#### Recorded data
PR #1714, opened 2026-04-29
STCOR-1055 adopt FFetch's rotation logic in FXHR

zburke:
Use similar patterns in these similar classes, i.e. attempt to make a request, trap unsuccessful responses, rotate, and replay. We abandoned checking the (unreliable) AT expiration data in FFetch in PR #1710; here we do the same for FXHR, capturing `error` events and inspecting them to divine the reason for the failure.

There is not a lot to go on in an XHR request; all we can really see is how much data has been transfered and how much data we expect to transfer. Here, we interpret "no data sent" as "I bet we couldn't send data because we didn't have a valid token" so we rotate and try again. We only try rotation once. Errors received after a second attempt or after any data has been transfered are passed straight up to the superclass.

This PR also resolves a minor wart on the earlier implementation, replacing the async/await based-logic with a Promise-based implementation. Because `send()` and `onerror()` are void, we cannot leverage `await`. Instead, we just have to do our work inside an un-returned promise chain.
########
#### Recorded data
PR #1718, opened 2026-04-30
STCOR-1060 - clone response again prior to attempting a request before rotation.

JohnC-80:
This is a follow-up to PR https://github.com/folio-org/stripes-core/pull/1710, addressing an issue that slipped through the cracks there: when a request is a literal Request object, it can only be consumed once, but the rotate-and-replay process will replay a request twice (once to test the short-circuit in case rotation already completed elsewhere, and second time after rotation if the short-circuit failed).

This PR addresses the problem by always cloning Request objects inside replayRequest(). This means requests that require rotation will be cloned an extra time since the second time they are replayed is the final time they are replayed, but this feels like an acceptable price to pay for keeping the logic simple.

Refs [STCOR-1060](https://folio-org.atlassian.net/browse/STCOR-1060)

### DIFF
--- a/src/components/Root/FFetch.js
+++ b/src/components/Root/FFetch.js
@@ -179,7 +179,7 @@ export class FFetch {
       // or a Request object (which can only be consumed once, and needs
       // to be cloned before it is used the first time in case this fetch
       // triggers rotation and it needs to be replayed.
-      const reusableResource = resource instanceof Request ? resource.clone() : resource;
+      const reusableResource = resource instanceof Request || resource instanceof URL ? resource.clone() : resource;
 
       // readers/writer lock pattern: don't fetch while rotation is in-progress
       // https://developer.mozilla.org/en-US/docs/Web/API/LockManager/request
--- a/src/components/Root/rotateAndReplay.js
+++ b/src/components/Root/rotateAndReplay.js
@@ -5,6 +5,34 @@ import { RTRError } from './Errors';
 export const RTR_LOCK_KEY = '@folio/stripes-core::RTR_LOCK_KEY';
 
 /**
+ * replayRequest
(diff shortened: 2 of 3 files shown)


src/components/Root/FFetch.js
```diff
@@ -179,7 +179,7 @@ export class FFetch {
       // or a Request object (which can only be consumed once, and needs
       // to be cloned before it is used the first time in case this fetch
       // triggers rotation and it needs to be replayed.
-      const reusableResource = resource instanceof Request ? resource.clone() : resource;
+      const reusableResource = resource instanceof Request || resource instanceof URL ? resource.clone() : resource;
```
########
#### Recorded data
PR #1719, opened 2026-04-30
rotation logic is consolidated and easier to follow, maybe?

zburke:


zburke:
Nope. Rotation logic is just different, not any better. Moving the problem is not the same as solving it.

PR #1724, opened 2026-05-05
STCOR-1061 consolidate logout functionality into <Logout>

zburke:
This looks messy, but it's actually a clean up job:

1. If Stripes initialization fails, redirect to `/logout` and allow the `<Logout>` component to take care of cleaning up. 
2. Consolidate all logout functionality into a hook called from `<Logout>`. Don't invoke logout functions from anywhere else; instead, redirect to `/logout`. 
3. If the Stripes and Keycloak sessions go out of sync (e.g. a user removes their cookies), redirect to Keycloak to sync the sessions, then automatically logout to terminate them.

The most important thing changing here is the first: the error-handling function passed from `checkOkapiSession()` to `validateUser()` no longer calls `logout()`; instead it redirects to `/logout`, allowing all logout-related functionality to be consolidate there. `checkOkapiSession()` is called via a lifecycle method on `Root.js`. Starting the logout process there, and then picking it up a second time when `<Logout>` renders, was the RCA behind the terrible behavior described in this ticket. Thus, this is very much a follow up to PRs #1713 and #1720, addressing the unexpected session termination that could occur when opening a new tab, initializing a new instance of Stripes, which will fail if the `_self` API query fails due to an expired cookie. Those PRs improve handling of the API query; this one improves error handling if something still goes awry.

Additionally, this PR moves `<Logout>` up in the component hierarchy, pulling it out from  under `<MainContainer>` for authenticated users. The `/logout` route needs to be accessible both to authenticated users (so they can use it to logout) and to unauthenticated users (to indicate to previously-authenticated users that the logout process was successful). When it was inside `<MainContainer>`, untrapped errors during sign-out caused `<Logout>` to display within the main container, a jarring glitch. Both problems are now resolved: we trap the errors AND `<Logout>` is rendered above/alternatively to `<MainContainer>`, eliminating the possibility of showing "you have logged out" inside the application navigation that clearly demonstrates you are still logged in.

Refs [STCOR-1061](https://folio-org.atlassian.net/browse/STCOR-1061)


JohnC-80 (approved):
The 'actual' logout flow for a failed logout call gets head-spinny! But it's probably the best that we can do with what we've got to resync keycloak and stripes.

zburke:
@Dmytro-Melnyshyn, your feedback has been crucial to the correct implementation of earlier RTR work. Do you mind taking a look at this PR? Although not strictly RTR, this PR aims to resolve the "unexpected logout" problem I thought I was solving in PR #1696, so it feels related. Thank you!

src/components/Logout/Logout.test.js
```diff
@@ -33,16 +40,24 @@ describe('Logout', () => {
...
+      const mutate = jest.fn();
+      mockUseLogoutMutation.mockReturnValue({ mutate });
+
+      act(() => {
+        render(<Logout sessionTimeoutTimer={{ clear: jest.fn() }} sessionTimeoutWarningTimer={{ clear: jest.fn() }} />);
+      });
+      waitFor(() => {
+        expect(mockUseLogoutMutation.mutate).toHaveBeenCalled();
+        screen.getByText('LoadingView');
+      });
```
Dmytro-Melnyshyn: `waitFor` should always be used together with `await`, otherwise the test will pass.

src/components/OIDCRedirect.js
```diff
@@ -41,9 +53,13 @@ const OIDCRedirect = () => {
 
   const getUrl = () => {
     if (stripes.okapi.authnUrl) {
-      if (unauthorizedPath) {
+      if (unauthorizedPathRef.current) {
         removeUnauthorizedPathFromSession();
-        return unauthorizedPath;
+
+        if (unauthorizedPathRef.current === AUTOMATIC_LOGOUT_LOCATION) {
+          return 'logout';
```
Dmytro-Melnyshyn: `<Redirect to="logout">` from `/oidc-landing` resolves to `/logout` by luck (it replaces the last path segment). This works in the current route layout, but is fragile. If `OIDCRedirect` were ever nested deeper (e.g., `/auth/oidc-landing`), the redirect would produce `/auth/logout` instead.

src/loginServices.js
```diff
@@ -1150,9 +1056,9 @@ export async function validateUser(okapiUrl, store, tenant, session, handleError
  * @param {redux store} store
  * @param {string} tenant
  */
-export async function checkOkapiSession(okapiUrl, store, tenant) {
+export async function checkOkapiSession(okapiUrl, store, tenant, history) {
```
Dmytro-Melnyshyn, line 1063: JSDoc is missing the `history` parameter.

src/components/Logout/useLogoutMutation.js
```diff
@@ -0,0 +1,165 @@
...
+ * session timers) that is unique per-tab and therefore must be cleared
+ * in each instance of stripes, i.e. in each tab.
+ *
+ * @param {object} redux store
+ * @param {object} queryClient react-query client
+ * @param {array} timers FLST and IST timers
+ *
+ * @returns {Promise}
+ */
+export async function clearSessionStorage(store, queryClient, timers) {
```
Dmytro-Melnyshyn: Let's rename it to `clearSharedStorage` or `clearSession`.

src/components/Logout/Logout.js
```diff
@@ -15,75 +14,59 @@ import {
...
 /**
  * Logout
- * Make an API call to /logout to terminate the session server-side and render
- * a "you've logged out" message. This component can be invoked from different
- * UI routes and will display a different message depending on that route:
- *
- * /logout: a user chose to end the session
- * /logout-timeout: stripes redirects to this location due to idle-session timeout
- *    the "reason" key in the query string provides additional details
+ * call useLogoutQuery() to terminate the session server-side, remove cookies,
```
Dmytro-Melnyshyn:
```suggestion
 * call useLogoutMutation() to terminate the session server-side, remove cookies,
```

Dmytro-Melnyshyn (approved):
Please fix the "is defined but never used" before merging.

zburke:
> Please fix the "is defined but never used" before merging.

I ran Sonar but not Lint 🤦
########
### Task item
From the material above, copy exactly the lines between the line holding "There is not" and the line holding "This PR also", inclusive, and only those.

### Response to the exercise
There is not a lot to go on in an XHR request; all we can really see is how much data has been transfered and how much data we expect to transfer. Here, we interpret "no data sent" as "I bet we couldn't send data because we didn't have a valid token" so we rotate and try again. We only try rotation once. Errors received after a second attempt or after any data has been transfered are passed straight up to the superclass.

This PR also resolves a minor wart on the earlier implementation, replacing the async/await based-logic with a Promise-based implementation. Because `send()` and `onerror()` are void, we cannot leverage `await`. Instead, we just have to do our work inside an un-returned promise chain.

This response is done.